With the local in-line script, could you not first use javascript to change the CSS visibility of the page to hidden, then run their check that returns it to visible? Then for users without javascript, the raw page would at least display? If javascript is disabled, those users shouldn't have to worry about click jacking even if they still get a frame.

Same Origin should prevent the frame from modifying the scripts within it.

Re:Would it work better with a code change?

Same origin prevents the other site from changing the script, but not from stopping it. Read the paper. The other site can selectively turn off Javascript for the target site, so to speak. As I wrote before, hiding the page when Javascript is disabled is by design. There is no 100% reliable way of busting out of a frameset without Javascript, especially if caches are involved. Consequently the site has to require Javascript if framing protection is a requirement.

No one gunna say it... ?

[ToxIk_Waste]

"I bust your trace buster buster"

Doesn't always work in Firefox

[achowe]

I tried the proposed better solution in Firefox 3.6.3 and it did not work for me; with Firefox in safe mode, it did work. I can only conclude that browser themes and/or add-ons breaks the "default invisible" page setting in the suggested solution.

Re:Coming from JAVA? I can "slice thru its OOP", e

[tomhudson]

I was just showing that frames have their uses - not that Java is great. To the contrary, I think Java has major suckage:

1. no preprocessor
2. import * crappiness
3. "everything is a class" causes "too many trees"
4. single inheritance
5. overly-verbose (see "everything is a class")

   I wouldn't be working on unjava if I thought otherwise.

   As for the driver issue - that's stupidity on the part of developers. The cpu provides 4 levels of privilege, and everyone decided to go all binary - ring 0 or ring 3. Ring 0 should be for the core - the system clock, time-slicing, etc. ring 1 for system processes, ring 2 could be for I/O (drivers), and ring 3 for userland. This way, system processes can verify the integrity of drivers.

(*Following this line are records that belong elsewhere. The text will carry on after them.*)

PR #11239, opened 2020-03-04
 Add default property API's to enable and test for fips

slontis:
##### Checklist


crypto/evp/evp_fetch.c
```diff
@@ -325,10 +325,42 @@ int EVP_set_default_properties(OPENSSL_CTX *libctx, const char *propq)
...
+}
+
+int EVP_default_properties_is_fips_enabled(OPENSSL_CTX *libctx)
+{
+    return evp_default_property_is_enabled(libctx, "fips");
+}
+
+int EVP_default_properties_enable_fips(OPENSSL_CTX *libctx, int enable)
+{
+    const char *query = (enable != 0) ? "fips=yes" : "fips=no";
```
paulidale: Instead of `fips=no`, I think it should be `-fips`.

crypto/property/property_parse.c
```diff
@@ -453,6 +453,33 @@ int ossl_property_has_optional(const OSSL_PROPERTY_LIST *query)
...
+                             const OSSL_PROPERTY_LIST *prop_list)
+{
+    int i;
+    OSSL_PROPERTY_IDX name_id;
+    const PROPERTY_DEFINITION *prop = NULL;
+
+    if (prop_list == NULL)
+        return 0;
+
+    if (!parse_name(ctx, &property_name, 0,&name_id))
```
paulidale: Space between _,_ and _&_.

crypto/property/property_parse.c
```diff
@@ -453,6 +453,33 @@ int ossl_property_has_optional(const OSSL_PROPERTY_LIST *query)
...
+
+    prop = prop_list->properties;
+    for (i = 0; i < prop_list->n; ++i) {
+        if (prop[i].name_idx == name_id) {
+            return prop[i].optional
+                   || (prop[i].type == PROPERTY_TYPE_STRING
+                       && ((prop[i].oper == PROPERTY_OPER_EQ
+                                && prop[i].v.str_val == ossl_property_true)
+                           || (prop[i].oper == PROPERTY_OPER_NE
+                                && prop[i].v.str_val == ossl_property_false)));
```
paulidale: I think that this would be better as `prop[i].v.str_val != ossl_property_true`

crypto/property/property_parse.c
```diff
@@ -453,6 +453,33 @@ int ossl_property_has_optional(const OSSL_PROPERTY_LIST *query)
...
+    if (prop_list == NULL)
+        return 0;
+
+    if (!parse_name(ctx, &property_name, 0,&name_id))
+        return 0;
+
+    prop = prop_list->properties;
+    for (i = 0; i < prop_list->n; ++i) {
+        if (prop[i].name_idx == name_id) {
+            return prop[i].optional
```
paulidale: optional is a match?  [see note below]

crypto/property/property_parse.c
```diff
@@ -453,6 +453,33 @@ int ossl_property_has_optional(const OSSL_PROPERTY_LIST *query)
...
+                   || (prop[i].type == PROPERTY_TYPE_STRING
+                       && ((prop[i].oper == PROPERTY_OPER_EQ
+                                && prop[i].v.str_val == ossl_property_true)
+                           || (prop[i].oper == PROPERTY_OPER_NE
+                                && prop[i].v.str_val == ossl_property_false)));
+        }
+    }
+    return 0;
```
paulidale: If the property isn't mentioned in the query, should the return be 1 ?  Above at the [see note below], an optional match (either for or against) is treated as matching.  What's the difference between that case and this?

doc/man3/EVP_set_default_properties.pod
```diff
@@ -27,10 +30,22 @@ given with I<libctx> (NULL signifies the default library context).
 Any previous default property for the specified library context will
 be dropped.
 
+EVP_default_properties_enable_fips() sets the 'fips=yes' to be a default property
+if I<enable> is non zero, otherwise it clears 'fips=yes' as a default property
```
paulidale: `s/as a/from the/`
`s/$/query/`

Note: the code above does **not** clear the 'fips=yes' setting, it adds 'fips=no' which is quite different.

doc/man3/EVP_set_default_properties.pod
```diff
@@ -27,10 +30,22 @@ given with I<libctx> (NULL signifies the default library context).
...
+for the given I<libctx>. It merges the fips default property setting with any
```
paulidale: `s/setting/query/`

doc/man3/EVP_set_default_properties.pod
```diff
@@ -27,10 +30,22 @@ given with I<libctx> (NULL signifies the default library context).
...
+existing query strings that have been set via EVP_set_default_properties().
```
paulidale: Is it worth a note indicating that the change replaces any 'fips' query element that was there or is this sufficiently implied?

doc/man3/EVP_set_default_properties.pod
```diff
@@ -27,10 +30,22 @@ given with I<libctx> (NULL signifies the default library context).
...
+
+EVP_default_properties_is_fips_enabled() indicates if 'fips=yes' is a default
+property for the given I<libctx>.
```
paulidale: `s/for/query for/`

It isn't doing this, it also accepts `?fips=no`.

test/property_test.c
```diff
@@ -383,6 +384,34 @@ static int test_query_cache_stochastic(void)
...
+static int test_fips_mode(void)
+{
+    int ret = 0;
+    OPENSSL_CTX *ctx = NULL;
+
+    if (!TEST_ptr(ctx = OPENSSL_CTX_new()))
+        goto err;
+
+    ret = TEST_true(EVP_set_default_properties(ctx, "default=yes,fips=yes"))
+          && TEST_int_eq(EVP_default_properties_is_fips_enabled(ctx), 1)
```
paulidale: Why `TEST_int_eq` instead of `TEST_true`?

test/property_test.c
```diff
@@ -383,6 +384,34 @@ static int test_query_cache_stochastic(void)
...
+          && TEST_true(EVP_set_default_properties(ctx, "fips=no,default=yes"))
+          && TEST_int_eq(EVP_default_properties_is_fips_enabled(ctx), 0)
```
paulidale: Ditto but using `TEST_false`.

crypto/evp/evp_fetch.c
slontis: it seems to work how it is - what it the difference?

slontis:
Does anyone have any alternate names for the API's that would be better?

doc/man3/EVP_set_default_properties.pod
slontis: I thought that was what merges implies

crypto/evp/evp_fetch.c
levitte: If I understand correctly, "fips=no" will make all fips algos inaccessible, while "-fips" will make them accessible, just not mandatory (i.e "-fips" actually removes the property in a merge).

crypto/property/property_parse.c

   Of course, r00ting a system is still an issue, but only at boot time.

Re:Coming from JAVA? I can "slice thru its OOP", e

...do you not understand the point of private variables? It's to prevent other other objects from tampering with things inside this object that are liable to be changed in the future or any number of other reasons. It's nothing at all to do with application security.